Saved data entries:
PR #1693, opened 2021-04-25
Remove globals/pointers from paths.h

Jmgr:
This removes globals and pointers from `paths.h`. It introduces a static class to do so.

Multiple options/alternatives here:
- skip the static, use an instantiable class and pass it around (my preferred option, as we will certainly use more and more classes this will allow us to see what class depends on what; plus the singleton pattern is usually not seen as a good practice) -- the issue here is that some static functions need those paths, so implementing this would imply removing their static status (which would probably be a good thing, but is a bit more involved so I'd rather hear your opinions on that).
- only use static variables and static functions (not a fan, as it's not much better than using globals)
- use `Get` instead of `Instance` to access the instance, shorter but less explicit

### DIFF
--- a/Source/utils/paths.cpp
+++ b/Source/utils/paths.cpp
@@ -23,29 +23,31 @@
 
 namespace devilution {
 
+namespace paths {
+
 namespace {
 
-std::string *basePath = nullptr;
-std::string *prefPath = nullptr;
-std::string *configPath = nullptr;
-std::string *langPath = nullptr;
-std::string *ttfPath = nullptr;
-std::string *ttfName = nullptr;
+std::optional<std::string> basePath;
+std::optional<std::string> prefPath;
+std::optional<std::string> configPath;
+std::optional<std::string> langPath;
+std::optional<std::string> ttfPath;
+std::optional<std::string> ttfName;
 
-void AddTrailingSlash(std::string *path)
+void AddTrailingSlash(std::string &path)
 {
 #ifdef _WIN32
-	if (!path->empty() && path->back() != '\\')
-		*path += '\\';
+	if (!path.empty() && path.back() != '\\')
+		path += '\\';
 #else
-	if (!path->empty() && path->back() != '/')
-		*path += '/';
+	if (!path.empty() && path.back() != '/')
+		path += '/';
 #endif
 }
 
-std::string *FromSDL(char *s)
+std::string FromSDL(char *s)
 {
-	auto *result = new std::string(s != nullptr ? s : "");
+	std::string result = (s != nullptr ? s : "");
 	if (s != nullptr) {
 		SDL_free(s);
 	} else {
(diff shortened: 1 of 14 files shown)


glebm:
A singleton class is no different from globals, just more verbose

Jmgr:
> A singleton class is no different from globals, just more verbose.
> If you want to group these functions together, a namespace is a cleaner option.

Not really, as it allows you to automatically run initialization code the first time it is used. Here the paths are fetched only once, instead of being individually checked. The idea here was not only to group, but to also use that feature.

Jmgr:
Fair enough, I'm ok to convert that as free functions in namespaces if there is a strong feeling against using a class here. Not too happy about the singleton either, and passing an instance is inconvenient because of some call sites.

AJenbo (dismissed):

glebm:
Doesn't this change the behaviour somewhat? Previously, a path could be set to an empty string via the command-line argument; now it can't be anymore.

Perhaps the globals should all be `std::optional<std::string>`?

Source/utils/paths.cpp
```diff
@@ -1,6 +1,8 @@
 #include "utils/paths.h"
 #include "utils/log.hpp"
 
+#include <optional>
+
 #include <SDL.h>
```
glebm, line 6: Fix include order:

1. corresponding header
2. stdlib
3. system dependencies
4. our code

```suggestion
#include "utils/paths.h"

#include <optional>

#include <SDL.h>

#include "utils/log.hpp"
```

glebm:
Looks like `.value()` is only available from macOS 10.14 but you can use `*` instead

Source/utils/paths.cpp
```diff
@@ -55,98 +60,89 @@ std::string *FromSDL(char *s)
...
 #endif
+	}
 	return *basePath;
 }
 
-const std::string &GetPrefPath()
+const std::string &PrefPath()
 {
-	if (prefPath == nullptr)
+	if(!prefPath.has_value())
```
glebm, line 78: Please apply `clang-format` to the file

glebm (changes requested):

Source/utils/paths.cpp
```diff
@@ -1,6 +1,11 @@
 #include "utils/paths.h"
 
-#include <optional>
+#if !defined(__clang__) && defined(__GNUC__) && __GNUC__ < 7
```
glebm, line 3: Not thrilled about this but if we're gonna do it we should use the `#if defined(__cpp_lib_optional)` feature detection macro.
https://en.cppreference.com/w/User:D41D8CD98F/feature_testing_macros

glebm (changes requested):

Source/utils/paths.cpp
Jmgr: That doesn't seem to work, `__cpp_lib_optional` is not defined only -after- including `<optional>`, so that won't work if that header is not present.

glebm: Ah, make sense. Let's use `__has_include` then; something like this:

```c++
#ifdef __has_include
#if defined(__cplusplus) && __cplusplus >= 201606L && __has_include(<optional>)
#define HAVE_STD_OPTIONAL
#elif __has_include(<experimental/optional>)
#define HAVE_EXPERIMENTAL_OPTIONAL
#endif
#endif

#if defined(HAVE_STD_OPTIONAL)
#include <optional>
#elif defined(HAVE_EXPERIMENTAL_OPTIONAL)
#include <experimental/optional>
#define optional experimental::optional
#else
#error "Missing support for <optional> or <experimental/optional>
#endif 
```

and please place into a separate header

Jmgr: Ah nice, I didn't know about `__has_include`. Fancy.

AJenbo: Now I feel silly for not remember reading about that yesterday...

Jmgr: That code doesn't work well with MSVC though: https://ci.appveyor.com/project/AJenbo/devilutionx/builds/38864222 It does support `<optional>`.

Source/utils/stdcompat/optional.hpp
```diff
@@ -0,0 +1,18 @@
+#pragma once
+
+#ifdef _MSC_VER
```
glebm, line 3: Perhaps we should update MSVC version on CI instead

`__cplusplus` is correctly defined as of Visual Studio 2017 version 15.7 Preview 3

https://devblogs.microsoft.com/cppblog/msvc-now-correctly-reports-__cplusplus/

Jmgr: `__has_include` is also only supported since MSVC 2017 15.3.

glebm: Good news: AppVeyor already has a recent enough version!
What we're missing is the `/Zc:__cplusplus` compilation flag, so let's add it instead

> You need to compile with the /Zc:__cplusplus switch to see the updated value of the __cplusplus macro. We tried updating the macro by default and discovered that a lot of code doesn’t compile correctly when we change the value of __cplusplus. We’ll continue to require use of the /Zc:__cplusplus switch for all minor versions of MSVC in the 19.xx family.

Jmgr: Trying that.

AJenbo: I'm fine with doing the switch. It's free and 2017 is already so recent that it's not gaining us any street cred.

glebm:
Looks good! Can you please squash it into 2 commits:
One adding the header and adjusting the C++ flags, and another one with everything else

Source/utils/stdcompat/optional.hpp
Jmgr: Nope: `Command line error D8021: invalid numeric argument '/W0 /Zc:__cplusplus'`.
Am I doing something wrong: `target_compile_options(${BIN_TARGET} PRIVATE "/W0 /Zc:__cplusplus")`?

glebm (dismissed):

▸ Task prompt: Repeat each line of the data exactly, missing none.

▸ Result for this task:
PR #1693, opened 2021-04-25
Remove globals/pointers from paths.h

Jmgr:
This removes globals and pointers from `paths.h`. It introduces a static class to do so.

Multiple options/alternatives here:
- skip the static, use an instantiable class and pass it around (my preferred option, as we will certainly use more and more classes this will allow us to see what class depends on what; plus the singleton pattern is usually not seen as a good practice) -- the issue here is that some static functions need those paths, so implementing this would imply removing their static status (which would probably be a good thing, but is a bit more involved so I'd rather hear your opinions on that).
- only use static variables and static functions (not a fan, as it's not much better than using globals)
- use `Get` instead of `Instance` to access the instance, shorter but less explicit

### DIFF
--- a/Source/utils/paths.cpp
+++ b/Source/utils/paths.cpp
@@ -23,29 +23,31 @@
 
 namespace devilution {
 
+namespace paths {
+
 namespace {
 
-std::string *basePath = nullptr;
-std::string *prefPath = nullptr;
-std::string *configPath = nullptr;
-std::string *langPath = nullptr;
-std::string *ttfPath = nullptr;
-std::string *ttfName = nullptr;
+std::optional<std::string> basePath;
+std::optional<std::string> prefPath;
+std::optional<std::string> configPath;
+std::optional<std::string> langPath;
+std::optional<std::string> ttfPath;
+std::optional<std::string> ttfName;
 
-void AddTrailingSlash(std::string *path)
+void AddTrailingSlash(std::string &path)
 {
 #ifdef _WIN32
-	if (!path->empty() && path->back() != '\\')
-		*path += '\\';
+	if (!path.empty() && path.back() != '\\')
+		path += '\\';
 #else
-	if (!path->empty() && path->back() != '/')
-		*path += '/';
+	if (!path.empty() && path.back() != '/')
+		path += '/';
 #endif
 }
 
-std::string *FromSDL(char *s)
+std::string FromSDL(char *s)
 {
-	auto *result = new std::string(s != nullptr ? s : "");
+	std::string result = (s != nullptr ? s : "");
 	if (s != nullptr) {
 		SDL_free(s);
 	} else {
(diff shortened: 1 of 14 files shown)


glebm:
A singleton class is no different from globals, just more verbose

Jmgr:
> A singleton class is no different from globals, just more verbose.
> If you want to group these functions together, a namespace is a cleaner option.

Not really, as it allows you to automatically run initialization code the first time it is used. Here the paths are fetched only once, instead of being individually checked. The idea here was not only to group, but to also use that feature.

Jmgr:
Fair enough, I'm ok to convert that as free functions in namespaces if there is a strong feeling against using a class here. Not too happy about the singleton either, and passing an instance is inconvenient because of some call sites.

AJenbo (dismissed):

glebm:
Doesn't this change the behaviour somewhat? Previously, a path could be set to an empty string via the command-line argument; now it can't be anymore.

Perhaps the globals should all be `std::optional<std::string>`?

Source/utils/paths.cpp
```diff
@@ -1,6 +1,8 @@
 #include "utils/paths.h"
 #include "utils/log.hpp"
 
+#include <optional>
+
 #include <SDL.h>
```
glebm, line 6: Fix include order:

1. corresponding header
2. stdlib
3. system dependencies
4. our code

```suggestion
#include "utils/paths.h"

#include <optional>

#include <SDL.h>

#include "utils/log.hpp"
```

glebm:
Looks like `.value()` is only available from macOS 10.14 but you can use `*` instead

Source/utils/paths.cpp
```diff
@@ -55,98 +60,89 @@ std::string *FromSDL(char *s)
...
 #endif
+	}
 	return *basePath;
 }
 
-const std::string &GetPrefPath()
+const std::string &PrefPath()
 {
-	if (prefPath == nullptr)
+	if(!prefPath.has_value())
```
glebm, line 78: Please apply `clang-format` to the file

glebm (changes requested):

Source/utils/paths.cpp
```diff
@@ -1,6 +1,11 @@
 #include "utils/paths.h"
 
-#include <optional>
+#if !defined(__clang__) && defined(__GNUC__) && __GNUC__ < 7
```
glebm, line 3: Not thrilled about this but if we're gonna do it we should use the `#if defined(__cpp_lib_optional)` feature detection macro.
https://en.cppreference.com/w/User:D41D8CD98F/feature_testing_macros

glebm (changes requested):

Source/utils/paths.cpp
Jmgr: That doesn't seem to work, `__cpp_lib_optional` is not defined only -after- including `<optional>`, so that won't work if that header is not present.

glebm: Ah, make sense. Let's use `__has_include` then; something like this:

```c++
#ifdef __has_include
#if defined(__cplusplus) && __cplusplus >= 201606L && __has_include(<optional>)
#define HAVE_STD_OPTIONAL
#elif __has_include(<experimental/optional>)
#define HAVE_EXPERIMENTAL_OPTIONAL
#endif
#endif

#if defined(HAVE_STD_OPTIONAL)
#include <optional>
#elif defined(HAVE_EXPERIMENTAL_OPTIONAL)
#include <experimental/optional>
#define optional experimental::optional
#else
#error "Missing support for <optional> or <experimental/optional>
#endif 
```

and please place into a separate header

Jmgr: Ah nice, I didn't know about `__has_include`. Fancy.

AJenbo: Now I feel silly for not remember reading about that yesterday...

Jmgr: That code doesn't work well with MSVC though: https://ci.appveyor.com/project/AJenbo/devilutionx/builds/38864222 It does support `<optional>`.

Source/utils/stdcompat/optional.hpp
```diff
@@ -0,0 +1,18 @@
+#pragma once
+
+#ifdef _MSC_VER
```
glebm, line 3: Perhaps we should update MSVC version on CI instead

`__cplusplus` is correctly defined as of Visual Studio 2017 version 15.7 Preview 3

https://devblogs.microsoft.com/cppblog/msvc-now-correctly-reports-__cplusplus/

Jmgr: `__has_include` is also only supported since MSVC 2017 15.3.

glebm: Good news: AppVeyor already has a recent enough version!
What we're missing is the `/Zc:__cplusplus` compilation flag, so let's add it instead

> You need to compile with the /Zc:__cplusplus switch to see the updated value of the __cplusplus macro. We tried updating the macro by default and discovered that a lot of code doesn’t compile correctly when we change the value of __cplusplus. We’ll continue to require use of the /Zc:__cplusplus switch for all minor versions of MSVC in the 19.xx family.

Jmgr: Trying that.

AJenbo: I'm fine with doing the switch. It's free and 2017 is already so recent that it's not gaining us any street cred.

glebm:
Looks good! Can you please squash it into 2 commits:
One adding the header and adjusting the C++ flags, and another one with everything else

Source/utils/stdcompat/optional.hpp
Jmgr: Nope: `Command line error D8021: invalid numeric argument '/W0 /Zc:__cplusplus'`.
Am I doing something wrong: `target_compile_options(${BIN_TARGET} PRIVATE "/W0 /Zc:__cplusplus")`?

glebm (dismissed):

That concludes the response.